== DATA FOR THIS EXERCISE ==
PR #1657, opened 2026-02-27
Add PurchaseLogic support to PaywallView

rickvdl:
## Summary
- Adds `PaywallPurchaseLogic` interface allowing apps to handle purchase and restore operations when `purchasesAreCompletedBy` is set to `myApp`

== WHAT THE TASK REQUIRES ==
Word for word, repeat the records above.

== REPLY ==
PR #1657, opened 2026-02-27
Add PurchaseLogic support to PaywallView

rickvdl:
## Summary
- Adds `PaywallPurchaseLogic` interface allowing apps to handle purchase and restore operations when `purchasesAreCompletedBy` is set to `myApp`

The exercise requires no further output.